PR #358, opened 2024-10-08
Add ML-KEM public keys as specified by FIPS 203

amlord:
Add ML-KEM public keys, as specified by FIPS-203: https://csrc.nist.gov/pubs/fips/203/final


vmx (approved):
I haven't really looked into this. But it's in the two bytes range, so why not merging it. Though I'd like another approval from someone else before merging.

rvagg (approved):

PR #366, opened 2024-12-13
dms3 draft codec request

yozgatsi:
please consider this request to register a public codec for an early stage project. \thank you

### DIFF
--- a/table.csv
+++ b/table.csv
@@ -585,3 +585,4 @@ es384-msig,                     multisig,       0xd01309,       draft,      ECDS
 es521-msig,                     multisig,       0xd0130a,       draft,      ECDSA P-521 Signature as Multisig
 rs256-msig,                     multisig,       0xd0130b,       draft,      RS256 Signature as Multisig
 scion,                          multiaddr,      0xd02000,       draft,      SCION Internet architecture
+dms3,                           multiaddr,      0xd03000,       draft,      dms3


rvagg:
Would you be able to provide a little bit more information for the description field? And are you expecting to be needing a lot more entries around this or can I suggest you move it down among the other numbers just to avoid stretching the far end of the spectrum unnecessarily. Or is there something about this number that is a nice fit for your project?

yozgatsi:
DMS3 = Decentralized Multi-State-Space Search (IR) platform on a p2p network. Nodes will leverage the technology, but form a separate network from that of IPFS/Libp2p. I am fine fine to move the number to compact the codec space. I don't expect to need a large block of numbers, and it's difficult to anticipate  all my needs at this time. If you allowed block reservations, an order of 10 may be appropriate.

yozgatsi:
perhaps Dms3Key would be a more appropriate name for my requested codec, as its use is similar to that of Libp2pKey.

table.csv
```diff
@@ -585,3 +585,4 @@ es384-msig,                     multisig,       0xd01309,       draft,      ECDS
 es521-msig,                     multisig,       0xd0130a,       draft,      ECDSA P-521 Signature as Multisig
 rs256-msig,                     multisig,       0xd0130b,       draft,      RS256 Signature as Multisig
 scion,                          multiaddr,      0xd02000,       draft,      SCION Internet architecture
+dms3,                           multiaddr,      0xd03000,       draft,      dms3
```
rvagg, line 588:
```suggestion
dms3,                           multiaddr,      0xd03000,       draft,      Decentralized Multi-State-Space Search
```

rvagg:
There's a ton of space above `0x100000`, whole blocks of the first digit in those are missing, there's no good reason to jump to `d`, you could even just take `0x100000` if you want. I'd just prefer we not stretch the space out further if there's not a good reason to. If it spelled something or the number had some relevance for you then that'd be enough, otherwise, just choose a lower number and you're good. If you pick a number with some space after it then you're welcome to come back later and allocate more. Particularly in this end of the number space, people are reluctant to bump right up against another un-related entry so you should be fine if you choose a block in that end of the table.

yozgatsi:
Hi Rod, thank you for the suggestion, works for me. Please let me know if you can apply the following changes. \Tavit

dms3,                           multiaddr,      0x100000,       draft,      Decentralized Multi-State-Space Search
dms3-key,                    ipld,               0x100001,       draft,      DMS3 Public Key

rvagg:
@yozgatsi please update this branch with the changes or, if you have trouble doing that feel free to close this and open a new pull request with it.

yozgatsi:
seem I got it right on the second try to modify the PR...

table.csv
```diff
@@ -557,6 +557,8 @@ eip-191,                        varsig,         0xd191,         draft,      EIP-
 jwk_jcs-pub,                    key,            0xeb51,         draft,      JSON object containing only the required members of a JWK (RFC 7518 and RFC 7517) representing the public key. Serialisation based on JCS (RFC 8785)
 fil-commitment-unsealed,        filecoin,       0xf101,         permanent,  Filecoin piece or sector data commitment merkle node/root (CommP & CommD)
 fil-commitment-sealed,          filecoin,       0xf102,         permanent,  Filecoin sector data commitment merkle node/root - sealed and replicated (CommR)
+dms3,                           multiaddr,      0x100000,       draft,      Decentralized Multi-State-Space Search
+dms3-key,                       ipld,           0x100001,       draft,      DMS3 Public Key
```
rvagg, line 561:
```suggestion
dms3-key,                        key,           0x100001,       draft,      Decentralized Multi-State-Space Search Public Key
```

unfortunately you can't use `ipld` if this isn't a codec that can decode bytes into something that can contain _links_; if it's a codec that doesn't involve links then it's a `serialization`, but given you're saying it's a public key then I suspect it's not even that.

I'd suggest it's probably just a `key`, but you also may want to consider the name `dms3-pub` to match the other public key types. But this also raises the question: is this actually a key type? Can you just use one (or more) of the existing key types for this?

yozgatsi:
so the intent is that it can decode bytes for new block types that will have links.
If you believe this is problematic or need more definition, then I can remove that now and keep only the multiaddr entry. we can revisit the former at a later time.

table.csv
rvagg: this objection still stands, can't be `ipld` here

yozgatsi:
Hi Rod,

A global, not just IPFS/LIBP2P specific, multicodec namespace registry can lead to conflict-free co-existence of multiple p2p networks in the wild.

The administrative role for such a registry would serve a function similar to the IANA.

If maintaining a global registry is outside the scope of this repository's mission, then say so and let's close this pull request.

I have a working p2p network that assigns the two codec values suggested above form the private-use range of values. My preference is to be transparent with all stakeholders by asking the maintainers of this repository to assign known codec values as discussed above.

Thanks
Tavit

_Task prompt_. Set the lines down exactly, from the first line of the records to the line where "perhaps Dms3Key would" appears, with both ends kept.

_Completed exercise_.
PR #358, opened 2024-10-08
Add ML-KEM public keys as specified by FIPS 203

amlord:
Add ML-KEM public keys, as specified by FIPS-203: https://csrc.nist.gov/pubs/fips/203/final


vmx (approved):
I haven't really looked into this. But it's in the two bytes range, so why not merging it. Though I'd like another approval from someone else before merging.

rvagg (approved):

PR #366, opened 2024-12-13
dms3 draft codec request

yozgatsi:
please consider this request to register a public codec for an early stage project. \thank you

### DIFF
--- a/table.csv
+++ b/table.csv
@@ -585,3 +585,4 @@ es384-msig,                     multisig,       0xd01309,       draft,      ECDS
 es521-msig,                     multisig,       0xd0130a,       draft,      ECDSA P-521 Signature as Multisig
 rs256-msig,                     multisig,       0xd0130b,       draft,      RS256 Signature as Multisig
 scion,                          multiaddr,      0xd02000,       draft,      SCION Internet architecture
+dms3,                           multiaddr,      0xd03000,       draft,      dms3


rvagg:
Would you be able to provide a little bit more information for the description field? And are you expecting to be needing a lot more entries around this or can I suggest you move it down among the other numbers just to avoid stretching the far end of the spectrum unnecessarily. Or is there something about this number that is a nice fit for your project?

yozgatsi:
DMS3 = Decentralized Multi-State-Space Search (IR) platform on a p2p network. Nodes will leverage the technology, but form a separate network from that of IPFS/Libp2p. I am fine fine to move the number to compact the codec space. I don't expect to need a large block of numbers, and it's difficult to anticipate  all my needs at this time. If you allowed block reservations, an order of 10 may be appropriate.

yozgatsi:
perhaps Dms3Key would be a more appropriate name for my requested codec, as its use is similar to that of Libp2pKey.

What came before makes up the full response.